WHAT IS BEING ASKED → Only a number is wanted: how many lines in these records contain the word "core"?
BEGIN SUPPLIED RECORDS
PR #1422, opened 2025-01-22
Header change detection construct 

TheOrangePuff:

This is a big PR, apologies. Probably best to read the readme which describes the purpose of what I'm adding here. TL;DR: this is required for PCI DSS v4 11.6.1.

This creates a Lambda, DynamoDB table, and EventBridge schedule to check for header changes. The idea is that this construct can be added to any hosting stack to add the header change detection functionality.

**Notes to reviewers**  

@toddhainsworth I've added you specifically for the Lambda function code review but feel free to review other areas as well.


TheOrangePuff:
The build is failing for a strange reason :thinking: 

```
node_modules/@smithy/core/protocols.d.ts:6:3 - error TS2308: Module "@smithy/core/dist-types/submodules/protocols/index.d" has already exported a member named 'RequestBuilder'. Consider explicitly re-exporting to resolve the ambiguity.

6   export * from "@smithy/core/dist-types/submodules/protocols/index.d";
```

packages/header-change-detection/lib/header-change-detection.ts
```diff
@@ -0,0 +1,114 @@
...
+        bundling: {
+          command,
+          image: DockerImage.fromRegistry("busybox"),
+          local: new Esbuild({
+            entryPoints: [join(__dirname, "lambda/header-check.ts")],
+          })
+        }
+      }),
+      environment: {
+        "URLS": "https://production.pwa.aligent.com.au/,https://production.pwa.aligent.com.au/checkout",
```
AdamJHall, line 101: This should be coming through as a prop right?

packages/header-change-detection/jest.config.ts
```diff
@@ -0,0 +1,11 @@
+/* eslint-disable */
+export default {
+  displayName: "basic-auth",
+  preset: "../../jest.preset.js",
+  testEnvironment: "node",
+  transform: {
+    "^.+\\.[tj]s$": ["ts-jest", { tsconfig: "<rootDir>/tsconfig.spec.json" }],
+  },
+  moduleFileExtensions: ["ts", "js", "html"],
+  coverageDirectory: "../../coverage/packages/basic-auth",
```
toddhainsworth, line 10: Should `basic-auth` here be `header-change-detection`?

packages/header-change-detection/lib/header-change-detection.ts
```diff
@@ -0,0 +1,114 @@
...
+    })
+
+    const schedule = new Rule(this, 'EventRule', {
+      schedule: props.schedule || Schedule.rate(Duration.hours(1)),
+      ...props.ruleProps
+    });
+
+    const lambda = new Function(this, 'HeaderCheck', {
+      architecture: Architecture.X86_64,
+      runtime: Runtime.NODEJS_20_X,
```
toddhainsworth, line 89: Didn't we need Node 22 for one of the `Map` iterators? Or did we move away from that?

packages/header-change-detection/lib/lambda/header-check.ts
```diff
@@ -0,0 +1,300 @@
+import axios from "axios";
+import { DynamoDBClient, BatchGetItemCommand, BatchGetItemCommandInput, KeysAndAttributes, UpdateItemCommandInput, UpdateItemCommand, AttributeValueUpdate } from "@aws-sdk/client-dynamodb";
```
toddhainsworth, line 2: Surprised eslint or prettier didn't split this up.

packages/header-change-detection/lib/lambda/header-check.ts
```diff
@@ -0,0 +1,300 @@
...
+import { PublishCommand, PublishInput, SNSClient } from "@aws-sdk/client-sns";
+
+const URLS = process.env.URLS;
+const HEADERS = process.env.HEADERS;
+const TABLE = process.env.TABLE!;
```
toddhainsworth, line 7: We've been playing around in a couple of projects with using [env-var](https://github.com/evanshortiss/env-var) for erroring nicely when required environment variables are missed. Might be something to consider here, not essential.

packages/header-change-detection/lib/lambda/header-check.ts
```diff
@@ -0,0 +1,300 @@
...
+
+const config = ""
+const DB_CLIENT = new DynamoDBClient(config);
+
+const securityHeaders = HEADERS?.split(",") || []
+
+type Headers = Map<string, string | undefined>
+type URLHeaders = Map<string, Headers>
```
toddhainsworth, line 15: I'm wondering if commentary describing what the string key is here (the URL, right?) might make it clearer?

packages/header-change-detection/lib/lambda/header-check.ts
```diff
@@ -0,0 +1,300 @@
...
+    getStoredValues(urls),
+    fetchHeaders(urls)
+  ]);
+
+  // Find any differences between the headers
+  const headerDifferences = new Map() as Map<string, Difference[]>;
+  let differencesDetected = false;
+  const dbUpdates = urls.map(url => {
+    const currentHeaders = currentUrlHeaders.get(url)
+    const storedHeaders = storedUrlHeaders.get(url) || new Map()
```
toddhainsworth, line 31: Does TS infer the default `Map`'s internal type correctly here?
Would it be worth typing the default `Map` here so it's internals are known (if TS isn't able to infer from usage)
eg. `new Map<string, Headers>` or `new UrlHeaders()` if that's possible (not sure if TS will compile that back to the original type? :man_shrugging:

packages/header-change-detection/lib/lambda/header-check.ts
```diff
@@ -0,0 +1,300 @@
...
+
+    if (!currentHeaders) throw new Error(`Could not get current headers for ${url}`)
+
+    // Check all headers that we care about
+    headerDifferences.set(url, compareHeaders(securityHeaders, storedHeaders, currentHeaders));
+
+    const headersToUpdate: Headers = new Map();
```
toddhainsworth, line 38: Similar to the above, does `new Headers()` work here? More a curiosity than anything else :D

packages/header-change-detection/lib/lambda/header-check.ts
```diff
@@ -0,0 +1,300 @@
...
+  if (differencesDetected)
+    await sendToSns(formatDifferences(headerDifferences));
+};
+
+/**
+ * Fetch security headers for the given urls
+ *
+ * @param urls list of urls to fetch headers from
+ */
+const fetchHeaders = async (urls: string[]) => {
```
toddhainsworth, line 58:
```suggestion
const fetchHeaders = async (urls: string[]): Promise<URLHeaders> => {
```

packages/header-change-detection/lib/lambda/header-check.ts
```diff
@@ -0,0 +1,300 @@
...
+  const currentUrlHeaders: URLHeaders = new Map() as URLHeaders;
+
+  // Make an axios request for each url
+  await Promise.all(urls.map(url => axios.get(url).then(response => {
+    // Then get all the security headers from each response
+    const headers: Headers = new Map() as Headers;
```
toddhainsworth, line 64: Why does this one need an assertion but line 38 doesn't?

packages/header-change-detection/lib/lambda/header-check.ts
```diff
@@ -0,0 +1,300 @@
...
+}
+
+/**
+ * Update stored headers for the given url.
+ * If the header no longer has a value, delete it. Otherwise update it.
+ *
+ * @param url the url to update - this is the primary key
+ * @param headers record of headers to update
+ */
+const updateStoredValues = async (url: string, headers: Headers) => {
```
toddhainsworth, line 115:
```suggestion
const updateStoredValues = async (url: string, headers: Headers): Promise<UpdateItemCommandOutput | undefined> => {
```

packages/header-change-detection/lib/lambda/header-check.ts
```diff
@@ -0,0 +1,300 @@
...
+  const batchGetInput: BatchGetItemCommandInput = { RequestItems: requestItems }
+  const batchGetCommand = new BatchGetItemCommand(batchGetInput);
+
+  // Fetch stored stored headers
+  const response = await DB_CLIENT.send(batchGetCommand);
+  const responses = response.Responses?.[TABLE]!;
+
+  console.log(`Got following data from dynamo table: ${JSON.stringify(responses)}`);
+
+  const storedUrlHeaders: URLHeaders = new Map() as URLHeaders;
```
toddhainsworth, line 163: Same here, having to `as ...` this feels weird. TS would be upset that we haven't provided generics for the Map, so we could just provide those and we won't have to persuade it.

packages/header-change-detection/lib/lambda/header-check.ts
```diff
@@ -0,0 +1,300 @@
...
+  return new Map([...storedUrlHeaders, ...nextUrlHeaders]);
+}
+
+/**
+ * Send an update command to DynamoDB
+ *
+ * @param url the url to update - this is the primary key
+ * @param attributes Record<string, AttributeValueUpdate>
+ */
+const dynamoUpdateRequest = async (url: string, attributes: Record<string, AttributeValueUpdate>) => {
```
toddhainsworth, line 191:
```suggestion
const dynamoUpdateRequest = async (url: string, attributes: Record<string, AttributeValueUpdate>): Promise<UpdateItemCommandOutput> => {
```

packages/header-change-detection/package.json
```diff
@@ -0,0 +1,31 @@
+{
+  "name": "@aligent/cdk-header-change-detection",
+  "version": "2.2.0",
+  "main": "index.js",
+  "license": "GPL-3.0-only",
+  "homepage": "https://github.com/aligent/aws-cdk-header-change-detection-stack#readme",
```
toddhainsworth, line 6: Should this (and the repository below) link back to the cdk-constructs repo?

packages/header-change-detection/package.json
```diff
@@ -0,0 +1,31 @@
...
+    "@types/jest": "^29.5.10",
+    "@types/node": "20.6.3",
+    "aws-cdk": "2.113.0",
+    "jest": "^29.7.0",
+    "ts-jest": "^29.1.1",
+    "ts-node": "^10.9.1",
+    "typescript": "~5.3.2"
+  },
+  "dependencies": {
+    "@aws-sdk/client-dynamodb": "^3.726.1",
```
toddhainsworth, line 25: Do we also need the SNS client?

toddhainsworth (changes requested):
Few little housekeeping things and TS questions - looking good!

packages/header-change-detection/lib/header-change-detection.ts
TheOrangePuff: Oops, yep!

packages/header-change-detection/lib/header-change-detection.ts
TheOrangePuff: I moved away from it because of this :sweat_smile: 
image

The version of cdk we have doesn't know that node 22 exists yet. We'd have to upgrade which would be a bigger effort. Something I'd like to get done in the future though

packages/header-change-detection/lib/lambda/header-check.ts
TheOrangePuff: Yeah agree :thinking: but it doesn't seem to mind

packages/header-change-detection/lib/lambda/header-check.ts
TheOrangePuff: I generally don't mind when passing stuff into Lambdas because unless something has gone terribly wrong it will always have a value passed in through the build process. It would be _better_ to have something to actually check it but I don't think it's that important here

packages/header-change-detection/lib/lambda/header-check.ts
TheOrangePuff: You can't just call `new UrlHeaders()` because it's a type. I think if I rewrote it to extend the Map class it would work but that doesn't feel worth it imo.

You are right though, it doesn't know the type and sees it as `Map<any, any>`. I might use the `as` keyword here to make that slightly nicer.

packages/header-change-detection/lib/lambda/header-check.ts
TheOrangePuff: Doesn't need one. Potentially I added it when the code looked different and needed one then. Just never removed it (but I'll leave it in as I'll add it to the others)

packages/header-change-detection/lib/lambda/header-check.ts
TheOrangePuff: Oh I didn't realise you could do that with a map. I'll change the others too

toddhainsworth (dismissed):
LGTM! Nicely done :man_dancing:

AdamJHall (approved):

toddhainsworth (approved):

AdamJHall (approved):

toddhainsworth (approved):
END SUPPLIED RECORDS
RESULT FOR THIS EXERCISE → 2